Todas las palabras que había engarzado con calidad de orfebre, al correr de las horas desaparecieron y ya casi no las recuerdo. Intentaré recrear el escenario que me permitió pensar en el bosquejo de un relato.
Martes por la mañana, temprano, muy temprano. Llegaré tarde al trabajo, pero un error en la tarde anterior así lo quiso. Una mala maniobra ante el cajero automático hizo que olvidara ingresar el tique de la transacción dentro del sobre. Mi dinero a la deriva, entre tantos otros pares suyos debidamente identificados. La plata no era gran cosa; unos pesos que quería ahorrar, nada más que eso. Por lo tanto, debía concurrir hasta Frondizi y Juan B. Justo, donde se encuentra la sucursal del banco Shárander a dar la cara por mi equivocación, y ver si podía recuperar el dinero.
La fila de gente ya era crecida.

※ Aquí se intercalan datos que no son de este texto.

Issue #1518, opened 2022-03-31
Additional YAML based score datasets


BethMattern:
- [ ] DOE
- [ ] COI

mattbowen-usds:
This was closed with #1796

Issue #1221, opened 2022-02-02
As a data developer, I want to understand how much tile space is saved by short names.


lucasmbrown-usds:
**Description**
Run an experiment with and without shortnames on the tiles in order to determine whether this step is really saving us much size on the tiles. 

Generate the tiles and check their file size.

widal001:
@widal001 tagging myself on this so I remember to follow up on it

widal001:
@lucasmbrown-usds and @esfoobar-usds Thanks for your patience as I carved out some time to dig into this. Before running some tests I wanted to make sure I was understanding the goal and the portion of the related to this issue. I've summarized my current best understanding of the objective and how to actually validate this question, but would love to confirm with you all that my interpretation of how to conduct this test and evaluate the results is correct:

### Summary of Current Process

- In an attempt to reduce the file size of the tiles generated by [`etl_score_geo.py`](https://github.com/usds/justice40-tool/blob/main/data/data-pipeline/data_pipeline/etl/score/etl_score_geo.py) we are mapping the default "long" name for each column to a corresponding "short" name that will be stored in the tile data. 
- The mapping of long name to short name is captured by the [`TILE_SCORE_COLUMNS`](https://github.com/usds/justice40-tool/blob/main/data/data-pipeline/data_pipeline/etl/score/constants.py#L149) constant in `etl/score/constants.py`
- And the actual renaming of the tiles from long to short happens in [this step of `GeoScoreETL.write_esri_shapefile()`](https://github.com/usds/justice40-tool/blob/main/data/data-pipeline/data_pipeline/etl/score/etl_score_geo.py#L344)

### Question to Test

Would preserving the "long" name of each column when we generate the tiles meaningfully increase the size of the output files, or prevent the tiles from building at all?

### Testing Methodology

- Add a feature flag `shorten_column_names` that when set to `false` will skip the `.rename(columns=renaming_map)` when writing `self.geojson_score_usa_high` to `self.SCORE_SHP_FILE`
- Run two tests:
  - **Control:** One with the `shorten_column_names` flag set to `true` to get a baseline file size with short names
  - **Experimental:** A second with the `shorten_column_names` flag set to `false` to establish deviation from the baseline

### Definition of Done

- The two tests have been run and we've analyzed the differences in:
  - Output file size
  - Build time
  - _Anything else?_
- An ADR has been drafted which outlines the findings from these tests and a recommendation for either continuing to use the short names or returning to the use of the full column names.

[...]

Issue #1217, opened 2022-02-01
As a data developer, I want to copy ETL testing framework from NRI throughout all other 24 ETL sources.


lucasmbrown-usds:
**Description**
In #1075 , we worked to develop a sensible approach to testing ETL classes that we applied to one class only (NationalRiskIndex). 

This task is track the work of rolling out that approach, once finalized, to the rest of the ETL classes. 

These are checklists for making updates that will need to be implemented to succeed in this:

# ETL class changes

- [ ] Make sure these properties are set on the ETL class
        * NAME
        * LAST_UPDATED_YEAR
        * SOURCE_URL
        * GEO_LEVEL
        * COLUMNS_TO_KEEP (might already be set)

- [ ] Make sure that `def transform` sets `self.output_df` with its results 
- [ ] Delete any child-class specific `def load` if it's no longer necessary. 

# `etl_score.py` changes
- [ ] Replace the section in `extract` where it loads the dataframe from this ETL source, or create one if it doesn't exist yet
        * Replace `read_csv` etc with `<ClassNameETL>.get_data_frame()` 
        * (Only do this for tract-level data. So at this time, ignore this for the ETL for tree equity which is at the level of census block groups.) 

# `scoring_comparison.ipynb` changes 
- [ ] If the source is used directly in the comparison tool (i.e., not being passed through the big usa.csv file), then instead move this source to being directly passed through the `etl_score.py` pipeline 
        * Delete cell in comparison tool that loads this data source directly
        * Add section on `<ClassNameETL>.get_data_frame()` to `etl_score.py` as mentioned above 

# Creation of test file

PR #1534, opened 2022-04-05
NRI dataset and initial score YAML configuration

### LINKED ISSUE #1417: Refactor the NRI dataset and initial score YAML configuration

esfoobar-usds:
Closes #1417


.github/workflows/deploy_be_staging.yml
```diff
@@ -109,7 +109,7 @@ jobs:
           # Deploy to S3 for the staging URL
           message: |
             ** Map Deployed! **   
-            Map with Staging Backend: https://screeningtool.geoplatform.gov/en/cejst/?flags=stage_hash=${{env.PR_NUMBER}}/${{env.SHA_NUMBER}}
+            Map with Staging Backend: https://screeningtool.geoplatform.gov/en?flags=stage_hash=${{env.PR_NUMBER}}/${{env.SHA_NUMBER}}
```
vim-usds, line 112: nice catch!

data/data-pipeline/data_pipeline/etl/score/config/datasets.yml
```diff
@@ -0,0 +1,47 @@
...
+    load_fields:
+      - short_name: "ex_loss"
+        df_field_name: "RISK_INDEX_EXPECTED_ANNUAL_LOSS_SCORE_FIELD_NAME"
+        long_name: "FEMA Risk Index Expected Annual Loss Score"
+        field_type: float
+        tile_include: true
+        csv_download: true
+        excel_download: true
+      - short_name: "ex_pop_loss"
+        df_field_name: "EXPECTED_POPULATION_LOSS_RATE_FIELD_NAME"
```
vim-usds, line 21: The tile name for `EXPECTED_POPULATION_LOSS_RATE_FIELD_NAME` that the FE expects for this is `EPLR_PFS` along with a boolean of `EPL_ET`. Should these values also be included in this datasets.yml file?

vim-usds (approved):
Some quick questions

data/data-pipeline/data_pipeline/etl/score/config/datasets.yml
esfoobar-usds: Great question, and the short answer is we'll figure the side effects in another PR. We might change the names -- or not that the tile file uses, but it will be with your input of course.

data/data-pipeline/data_pipeline/etl/base.py
```diff
@@ -77,8 +91,51 @@ class ExtractTransformLoad:
...
+            sys.exit()
+
+        # set some of the basic fields
+        cls.LAST_UPDATED_YEAR = dataset_config["last_updated_year"]
+        cls.SOURCE_URL = dataset_config["source_url"]
+        cls.INPUT_EXTRACTED_FILE_NAME = dataset_config["extracted_file_name"]
+        cls.INPUT_GEOID_TRACT_FIELD_NAME = dataset_config[
+            "input_geoid_tract_field_name"
+        ]
+        cls.NULL_REPRESENTATION = dataset_config["null_representation"]
```
emma-nechamkin, line 127: Is this field optional? (if not, can it be?)

lucasmbrown-usds (changes requested):
Overall looking great! Lots of comments, but I'm excited about this. It would be great to update https://github.com/usds/justice40-tool/issues/1217 to document all the changes that will need to happen to other ETL classes to make them match this framework.

data/data-pipeline/data_pipeline/etl/base.py
```diff
@@ -55,6 +59,9 @@ class ExtractTransformLoad:
     # SOURCE_URL is used to extract source data in extract().
     SOURCE_URL: str = None
 
+    # INPUT_EXTRACTED_FILE_NAME is the name of the file after extract().
+    INPUT_EXTRACTED_FILE_NAME: str = None
```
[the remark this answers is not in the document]
emma-nechamkin: this is what gets unpacked from the download, i believe... so it's not `usa.csv` because it's the data input

data/data-pipeline/data_pipeline/etl/base.py
```diff
@@ -64,6 +71,13 @@ class ExtractTransformLoad:
     # COLUMNS_TO_KEEP is used to identify which columns to keep in the output df.
     COLUMNS_TO_KEEP: typing.List[str] = None
 
+    # INPUT_GEOID_TRACT_FIELD_NAME is the field name that identifies the Census Tract ID
+    # on the input file
+    INPUT_GEOID_TRACT_FIELD_NAME: str = None
+
+    # NULL_REPRESENTATION is how nulls are represented on the input field
+    NULL_REPRESENTATION: str = None
```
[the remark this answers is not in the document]
emma-nechamkin: We definitely should use a null representation (think about how much easier it would be for census data, which uses `-666666666` or something) and that representation is specified in some, not all, ETLs. This is to say -- I think it makes sense to have but should be an optional argument.

data/data-pipeline/data_pipeline/etl/score/config/datasets.yml
```diff
@@ -0,0 +1,47 @@
+---
+datasets:
+  - long_name: "FEMA National Risk Index"
+    short_name: "nri"
+    module_name: national_risk_index
+    last_updated_year: 2020
+    source_url: https://hazards.fema.gov/nri/Content/StaticDocuments/DataDownload//NRI_Table_CensusTracts/NRI_Table_CensusTracts.zip
+    extracted_file_name: "NRI_Table_CensusTracts.csv"
+    description: "Dataset from FEMA that identifies communities most at risk to 18 natural hazards."
```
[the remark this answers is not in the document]
emma-nechamkin: Hmm, why? Are you thinking then we could port this to the front end from the YAML file?

data/data-pipeline/data_pipeline/etl/base.py
```diff
@@ -77,8 +91,51 @@ class ExtractTransformLoad:
...
+            )
+        except StopIteration:
+            # Note: it'd be nice to log the name of the dataframe, but that's not accessible in this scope.
+            logger.error(
+                f"Exception encountered while extracting dataset config for dataset {cls.NAME}"
+            )
+            sys.exit()
+
+        # set some of the basic fields
+        cls.LAST_UPDATED_YEAR = dataset_config["last_updated_year"]
```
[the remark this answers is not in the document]
emma-nechamkin: This is interesting. I think we could go back to the `dataset_year` folder structure, but we still need to think through column names. I think this is actually going to be a bigger headache than we can easily address?

data/data-pipeline/data_pipeline/etl/base.py
```diff
@@ -77,8 +91,51 @@ class ExtractTransformLoad:
...
+        cls.SOURCE_URL = dataset_config["source_url"]
```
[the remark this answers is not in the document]
emma-nechamkin: couldn't we just pass a list?

data/data-pipeline/data_pipeline/etl/base.py
```diff
@@ -77,8 +91,51 @@ class ExtractTransformLoad:
...
+        cls.INPUT_EXTRACTED_FILE_NAME = dataset_config["extracted_file_name"]
+        cls.INPUT_GEOID_TRACT_FIELD_NAME = dataset_config[
```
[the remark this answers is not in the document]
emma-nechamkin: This is my bad. I thought we had streamlined down to just tracts. We certainly do for stuff that makes it into the final score. 

As far as I can tell, excepting `tree_equity_score` everything uses tract (`persistent_poverty` has two fields)

data/data-pipeline/data_pipeline/etl/score/config/datasets.yml
emma-nechamkin: I think the idea here is the short name is part of the renamed column that we use internally, vs the string that describes the column.

esfoobar-usds: I think more than `short_name`, these would become column IDs that we can reference in other ETL or CI/CD processes, so even if we don't use them for the tiles, there's a value to adding them.

data/data-pipeline/data_pipeline/etl/base.py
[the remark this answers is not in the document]
esfoobar-usds: Correct, this is the name of the extracted zip file from the source.

data/data-pipeline/data_pipeline/etl/base.py
```diff
@@ -64,6 +71,13 @@ class ExtractTransformLoad:
     # COLUMNS_TO_KEEP is used to identify which columns to keep in the output df.
     COLUMNS_TO_KEEP: typing.List[str] = None
 
+    # INPUT_GEOID_TRACT_FIELD_NAME is the field name that identifies the Census Tract ID
+    # on the input file
+    INPUT_GEOID_TRACT_FIELD_NAME: str = None
```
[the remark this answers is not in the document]
esfoobar-usds: TODO

data/data-pipeline/data_pipeline/etl/base.py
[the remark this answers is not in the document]
esfoobar-usds: Makes sense to make it a list.

data/data-pipeline/data_pipeline/etl/base.py
esfoobar-usds: Per comment below, we will make it optional and make it a list.

data/data-pipeline/data_pipeline/etl/sources/national_risk_index/etl.py
```diff
@@ -27,8 +25,16 @@ class NationalRiskIndexETL(ExtractTransformLoad):
     AGRIVALUE_LOWER_BOUND = 408000
 
     def __init__(self):
-        self.INPUT_CSV = self.get_tmp_path() / "NRI_Table_CensusTracts.csv"
+        # load YAML config
+        self.DATASET_CONFIG = super().yaml_config_load()
```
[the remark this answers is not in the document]
esfoobar-usds: I tried but you can't define an `__init__` method on the base class, but if you know a way to do it, I would totally go for it.

data/data-pipeline/data_pipeline/utils.py
```diff
@@ -8,6 +8,7 @@
 import uuid
 import zipfile
 from pathlib import Path
+from marshmallow import ValidationError
```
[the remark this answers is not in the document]
esfoobar-usds: No, this is a `marshmallow` validation when we load the YAML for the dataset, per line 355:

```
        try:
            yaml_config_schema().load(yaml_dict)
        except ValidationError as e:
            logger.error(f"Invalid YAML config file {yaml_file_path}")
```

data/data-pipeline/data_pipeline/utils.py
```diff
@@ -350,7 +351,12 @@ def load_yaml_dict_from_file(
 
         # validate YAML
         yaml_config_schema = class_schema(schema_class)
-        yaml_config_schema().load(yaml_dict)
+
+        try:
+            yaml_config_schema().load(yaml_dict)
+        except ValidationError as e:
+            logger.error(f"Invalid YAML config file {yaml_file_path}")
+            logger.error(e.normalized_messages())
```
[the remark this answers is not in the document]
esfoobar-usds: You're right, we should stop execution of this thread at this point.

data/data-pipeline/data_pipeline/etl/base.py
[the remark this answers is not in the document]
esfoobar-usds: I think we should kick this can to the versioning discussion and continue on as is right now.

data/data-pipeline/data_pipeline/etl/score/schemas/datasets.py
```diff
@@ -0,0 +1,40 @@
+from dataclasses import dataclass, field
```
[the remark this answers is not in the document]
esfoobar-usds: Yeah, they're a bit different. Marshmallow deals with serialization, deserialization, whereas dataclasses allow you to define classes easier and more readable. And they both work together really nicely. By all means ask me any question.

data/data-pipeline/data_pipeline/etl/base.py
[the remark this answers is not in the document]
esfoobar-usds: Nor sure what the resolution of this would be @lucasmbrown-usds @emma-nechamkin?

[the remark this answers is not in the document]
emma-nechamkin: (I personally think forcing the tool to use tracts and crosswalking from blocks to tracts when we clean the data makes the most sense, but I'm totally happy to be overruled)

data/data-pipeline/data_pipeline/etl/base.py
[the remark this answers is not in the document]
esfoobar-usds: This is a bit more complicated, because if we pass a list of source urls, we also a corresponding list of extracted file names. Since this is not saving tremendous amounts of code, I can remove both properties and let the ETL handle manually.

data/data-pipeline/data_pipeline/etl/sources/national_risk_index/etl.py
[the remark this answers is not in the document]
esfoobar-usds: We could place the method on the runner, let me try that.

data/data-pipeline/data_pipeline/etl/base.py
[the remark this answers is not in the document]
esfoobar-usds: I have removed `source_url` and the input file name,

data/data-pipeline/data_pipeline/etl/sources/national_risk_index/etl.py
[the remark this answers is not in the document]
esfoobar-usds: So I spoke too soon. It seems it's hard to do this one, since the runner instance doesn't seem to have the scope to load the class variables from the base `yaml_config_load` and a multitude of tests failed. Unless you can think of something else, I don't know how to tackle this one.

data/data-pipeline/data_pipeline/etl/base.py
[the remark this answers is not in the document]
esfoobar-usds: I have added the documentation on the ticket as requested.

emma-nechamkin:
lgtm!

data/data-pipeline/data_pipeline/etl/base.py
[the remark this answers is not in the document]
lucasmbrown-usds: Got it, thanks

data/data-pipeline/data_pipeline/etl/base.py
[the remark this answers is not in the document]
lucasmbrown-usds: Got it, so we'll make this a list?

data/data-pipeline/data_pipeline/etl/base.py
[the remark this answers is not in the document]
lucasmbrown-usds: Hmm. We can kick the can but we also know this will definitely be a problem for v1.0. Definition M (CEJST Beta) uses older EJScreen data, and we're planning to update the EJScreen data year for Narwhal. Without being able to maintain two years at once, we will either not be able to accurately recreate Definition M or we will not be able to accurately create Narwhal.

data/data-pipeline/data_pipeline/etl/base.py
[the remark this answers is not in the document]
lucasmbrown-usds: Hmm. I think forcing things to tracts could make sense. But if we do that, we need to create tickets to 1) update the code for `tree_equity_score` to aggregate to tracts and 2) remove all of the various code throughout the codebase that supports both block groups and tracts.

data/data-pipeline/data_pipeline/etl/score/config/datasets.yml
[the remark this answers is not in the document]
lucasmbrown-usds: Ok. Have you created a ticket for that work? Removing front-end configuration would be a big part of reducing Beth's famous "19 steps to update a dataset."

data/data-pipeline/data_pipeline/etl/score/config/datasets.yml
```diff
@@ -0,0 +1,44 @@
...
+    module_name: national_risk_index
+    last_updated_year: 2020
+    description: "Dataset from FEMA that identifies communities most at risk to 18 natural hazards."
+    input_geoid_tract_field_name: "TRACTFIPS"
+    load_fields:
+      - short_name: "ex_loss"
+        df_field_name: "RISK_INDEX_EXPECTED_ANNUAL_LOSS_SCORE_FIELD_NAME"
+        long_name: "FEMA Risk Index Expected Annual Loss Score"
+        field_type: float
+        tile_include: true
```
lucasmbrown-usds, line 14: As discussed in the design discussion in `YAML-Based Score Datasets`, I don't this this is the right place for this field. Whether or not a field should be included on the tile, csv, and excel files is dependent on the score that is currently active. For instance, if Score N is active, it will have certain fields in the tiles that are not there when Score M is active.

data/data-pipeline/data_pipeline/etl/score/config/datasets.yml
```diff
@@ -0,0 +1,44 @@
...
+        excel_download: true
+      - short_name: "ex_pop_loss"
+        df_field_name: "EXPECTED_POPULATION_LOSS_RATE_FIELD_NAME"
+        long_name: "Expected population loss rate (Natural Hazards Risk Index)"
+        field_type: float
+        tile_include: true
+        csv_download: true
+        excel_download: true
+      - short_name: "ex_ag_loss"
+        df_field_name: "EXPECTED_AGRICULTURE_LOSS_RATE_FIELD_NAME"
```
lucasmbrown-usds, line 25: See comment in design doc but: 

> You could just force the transform step of the ETL class to convert the field to long_name, and then run a check as part of ETL.validate to make sure all those fields are present?

data/data-pipeline/data_pipeline/etl/score/config/datasets.yml
lucasmbrown-usds: > For the "include in CSV/Tiles/Excel" prompt, whether or not they should be included will actually depend on what score is "active" in the tool. 
> 
> So maybe the data model is something like: 
> 
> load_fields is a list, and within load_fields, there's a dictionary of {"score_name": {"tile_include": bool, "csv_download": bool, "excel_download": bool}}. 
> 
> E.g., 
> 
> {"Definition M": {"tile_include": True, "csv_download": True, "excel_download": True},
> "Definition N": {"tile_include": True, "csv_download": False, "excel_download": False}}

data/data-pipeline/data_pipeline/etl/score/config/datasets.yml
```diff
@@ -0,0 +1,44 @@
...
+    description: "Dataset from FEMA that identifies communities most at risk to 18 natural hazards."
+    input_geoid_tract_field_name: "TRACTFIPS"
+    load_fields:
+      - short_name: "ex_loss"
+        df_field_name: "RISK_INDEX_EXPECTED_ANNUAL_LOSS_SCORE_FIELD_NAME"
+        long_name: "FEMA Risk Index Expected Annual Loss Score"
+        field_type: float
+        tile_include: true
+        csv_download: true
+        excel_download: true
```
lucasmbrown-usds, line 16: From design doc: 

> 
> This is a nitty nit, but I wonder if we can make these names a bit more obvious and consistent, something along the lines of: 
> 
> * include_in_tiles
> * include_in_csv
> * include_in_excel

data/data-pipeline/data_pipeline/etl/score/schemas/datasets.py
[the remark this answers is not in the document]
lucasmbrown-usds: Cool cool. My main interest is in making sure we provide validation on the deserialization of loading from the YAML. E.g., will something (either dataclasses or Marshmallow) make sure that every DatasetsConfig has all the required fields, valid values in every field, etc?

data/data-pipeline/data_pipeline/etl/score/schemas/datasets.py
```diff
@@ -0,0 +1,41 @@
...
+    @dataclass
+    class Dataset:
+        @dataclass
+        class LoadField:
+            short_name: str
+            df_field_name: str
+            long_name: str
+            field_type: FieldType = field(
+                metadata={"by_value": True}
+            )  # this will load the field type's Enum value
```
lucasmbrown-usds, line 26: nice!

data/data-pipeline/data_pipeline/etl/score/config/datasets.yml
```diff
@@ -0,0 +1,44 @@
...
+      - short_name: "ex_ag_loss"
+        df_field_name: "EXPECTED_AGRICULTURE_LOSS_RATE_FIELD_NAME"
+        long_name: "Expected agricultural loss rate (Natural Hazards Risk Index)"
+        field_type: float
+        tile_include: true
+        csv_download: true
+        excel_download: true
+      - short_name: "ex_bldg_loss"
```
lucasmbrown-usds, line 31: I feel like we're missing a few fields to configure per data source / fields that would be really helpful, such as: do we want to create percentiles and/or reverse percentiles for this field?

data/data-pipeline/data_pipeline/etl/sources/national_risk_index/etl.py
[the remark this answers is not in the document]
lucasmbrown-usds: Hmm, yeah, this is interesting. I don't have an immediate solution. The scopes are a little funny. Maybe you and I can pair on it, or you can pair with another engineer? To be honest with scope issues like this, when I'm doing it alone I tend to throw spaghetti at the wall, but talking it out with someone can be super helpful.

data/data-pipeline/data_pipeline/etl/sources/national_risk_index/etl.py
```diff
@@ -59,22 +66,12 @@ def __init__(self):
         )
         self.CONTAINS_AGRIVALUE = "Contains agricultural value"
 
-        self.COLUMNS_TO_KEEP = [
```
lucasmbrown-usds, line 62: This logic is all replaced by the YAML config now, right?

data/data-pipeline/data_pipeline/etl/score/config/datasets.yml
lucasmbrown-usds: Also do we want to include the field in the comparison tool either as 1) an index to compare, or 2) a characteristic to compare (such as tract income).

data/data-pipeline/data_pipeline/etl/score/config/datasets.yml
```diff
@@ -0,0 +1,44 @@
+---
```
lucasmbrown-usds, line 1: I'm wondering if we want to set a "single switch" for the entire application of which CEJST definition of DACs (e.g., `Definition M`) is currently live in the app. For instance, the front-end code could be updated to branch as well so that "if Def M is live, show these fields in the side bar, and if Def N is live, show this in the sidebar". That would make it easier to update the user interface and backend in a single deploy by switching the name of the definition of DACs that is active.

data/data-pipeline/data_pipeline/etl/score/config/datasets.yml
```diff
@@ -0,0 +1,44 @@
...
+        csv_download: true
+        excel_download: true
+      - short_name: "ex_bldg_loss"
+        df_field_name: "EXPECTED_BUILDING_LOSS_RATE_FIELD_NAME"
+        long_name: "Expected building loss rate (Natural Hazards Risk Index)"
+        field_type: float
+        tile_include: true
+        csv_download: true
+        excel_download: true
+      - short_name: "has_ag_val"
```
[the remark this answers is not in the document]
lucasmbrown-usds: Oh, and similarly, it'd be great to move the data dictionary logic in here as well.

lucasmbrown-usds (changes requested):
Here are some high-level comments: 

It seems like we currently have a *lot* of config for each field that’s covered in other places that’s not currently covered here: 

* Column sort order (depends on what the active DACs definition is, e.g. Definition M vs Definition N)
* score_name and label when writing CSVs and Excel (TBH I’m not exactly remembering what these configs do) 
* Field format (string, bool, int64, etc) 
* Data dictionary logic and conversion 
* Whether field should be included in the comparison tool either as 1) an index to compare (such as Definition M, Federal Poverty Line, CalEnviroScreen), or 2) a characteristic to compare (such as tract income).
* Field description in the front end 
* Short names used for compression for tiles (if necessary: see https://github.com/usds/justice40-tool/issues/1221. Also note this is different than the field listed as “short_name” here.) 
* Whether or not to create percentiles and/or reverse percentiles from this field

The design document `Proposal(s) for streamlining adding new data / methodology to tool` has a bunch of these additional fields listed in Proposal A. 

I know some of the PR comments say we'll tackle this in the future. TBH I'm uncomfortable deferring too much to the future, because I think we want to get our general framework near-perfect for this example dataset (NRI), and then roll through one-by-one and update every other dataset. So we don't want to have to roll through and update all 24 datasets multiple times.

Similarly, if we can figure out the `init` methods so we don't have to copy redundant code across 24 refactors, that'd really streamline things as well. 

As mentioned in the design doc, 

> I'm wondering if we can copy-paste Beth's list of 19 steps we take when we update the methodology into here, and show which ones would be eliminated/reduced by this refactor. This would be my biggest request, I think!

I'd really love to go through those 19 and show which steps are eliminated or at least reduced by this effort and which aren't. I believe they're listed in `Proposal(s) for streamlining adding new data / methodology to tool`.

data/data-pipeline/data_pipeline/etl/score/config/datasets.yml
esfoobar-usds: Per our 1x1 conversation, I don't agree with having score definitions on the codebase. I will be working on a score versioning doc, but what I told you on the call, summarized, is that score versions will be tied to Git tags, side effects and static assets will be tied to S3 folders and we will have an upgrade/downgrade score version GHA that will automatically generate these artifacts and also inform the frontend on a version list that could power a pull down on the frontend to select and visualize the different versions.,

data/data-pipeline/data_pipeline/etl/score/config/datasets.yml
esfoobar-usds: I don't understand what we're gaining here, maybe you can explain in our next pair?

data/data-pipeline/data_pipeline/etl/score/config/datasets.yml
esfoobar-usds: TODO

data/data-pipeline/data_pipeline/etl/score/config/datasets.yml
lucasmbrown-usds: As discussed, fine with versioning approach, look forward to seeing the design doc and tickets for versioning.

data/data-pipeline/data_pipeline/etl/score/config/datasets.yml
esfoobar-usds: Spoke to @lucasmbrown-usds about this. 

We want to try to dynamically set (using a Python internal setter) the variables that are related to the score output and their long strings to be loaded from the YAML. @esfoobar-usds will investigate how to do this. The variables that are just internal to the dataset and are used for internal calculations should *not* be set here.

One downside could be the auto-complete on editors will not work, but @lucasmbrown-usds will comment here on how that could be solved.

lucasmbrown-usds: it would be something like: 

instead of: 
```
self.RISK_INDEX_EXPECTED_ANNUAL_LOSS_SCORE_FIELD_NAME = (
            "FEMA Risk Index Expected Annual Loss Score"
```

do something like:  
```
        self.RISK_INDEX_EXPECTED_ANNUAL_LOSS_SCORE_FIELD_NAME: str
        [set all these]

        for field in fields_from_config:
            setattr(self, field.df_field_name, field.long_name)

```

This way, you'd still have IDE-autocompletes on fields like self.RISK_INDEX_EXPECTED_ANNUAL_LOSS_SCORE_FIELD_NAME, but at least you wouldn't have to redundantly specific the long_name.

lucasmbrown-usds: Looks like you have to define it statically to get dynamic completion in IDEs like Pycharm: https://stackoverflow.com/a/63594033/1569221

lucasmbrown-usds: But maybe we don't care that much about IDE autocompletes so we don't worry about it.

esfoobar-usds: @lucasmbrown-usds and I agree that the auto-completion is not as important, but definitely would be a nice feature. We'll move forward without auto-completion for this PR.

El turno que me tocó aguardar, era una porquería. Había basura por todos lados, apestaba la hediondez del lugar. A la altura de mi nariz, una colección de desperdicios… un verdadero asco. ¿Cómo podría aguantar así hasta que se hicieran las siete y media de la mañana? Las personas que transitaban parecían no mosquearse por tal chiquero. Estarían acostumbrados a caminar por la ciudad sucia que se refriega los ojos lagañosos con sus manos mugrientas. No sé, pero sentí que debía darme espacio, y me alejé a sentar en mi moto, previo aviso al hombre de chomba amarillo patito que me precedía en la fila.
Desde mi atalaya, podía observar mejor. ¡Cuánto material para escribir! Por ejemplo, veo cómo se saludan entre colegas, los agentes de tránsito que están en la esquina. Llega uno, de civil que estrecha su mano de lo más canchero. Se sonríen, hablan gesticulando de manera exagerada. Alcanzo a distinguir que el motokero-zorro[1], maneja una belleza. Se trata de una Motomel, rojo cereza, y sin patente. El hombre además de infringir la disposición de la Ordenanza Municipal de la ciudad, y no lleva puesto el casco reglamentario. Pensar que con tanto sermón nos labran (y ladran) la multita, sin piedad de cualquier circunstancia mediante. Ajá, ahí se va H. con la sonrisa de oreja a oreja. Conozco al tipo, por eso sé cuál es su santo oficio.
Lo dejo ir, suspendiendo toda la sarta de cosas que concurren a mi mente. Lo dejó ir por ella. Porque de no haberme interrumpido, seguiría pensando en el inspector traidor.
—¿Señora, me puede ayudar?— suelta con una mirada firme a mis ojos.
En un relámpago de segundo, mascullo para mi interior “¿señora? ¿señora? ¿cuándo dejé de ser chica?». Su insistencia, desbarata mi interrogatorio existencial de mujer próxima a cumplir treinta y cinco años. Quería que le colocara una faja.
Suelto un NO, como respuesta inmediata sorprendida ante el inusual petitorio. Otra vez, a la velocidad de la luz, caen como fichas de dominó, todas las posibilidades que la imaginación brinda: ¿me quiere robar? ¿es una cargada, hay una cámara de TV? ¿de VERDAD quiere eso de mí? No se da por vencida, extiende la prenda, que se ve limpia, pero no deja de ser algo así como una ropa interior, aunque se ponga por encima de la remera. Accedo. Siento vergüenza de haberle negado ayuda.
Comienza a contarme que vive sola. Que no tiene nadie que le ayude con eso. Que no puede por sus propios medios. Me parece descabellado y triste. Me siento una desgraciada en tanto me doy maña para ajustarle la faja y prenderla con el abrojo lo mejor que puedo. Me disculpo por la torpeza, no por la cobardía. Listo. Me aclara que esperará en el auto hasta que abra el banco. Me da las gracias. Veo que se aleja renqueando. Quedo pensando qué solos estamos en esta jungla de cemento y Facebook.
[1] zorro: denominación frecuente que se le da a los agentes de tránsito en Resistencia, Chaco, Argentina.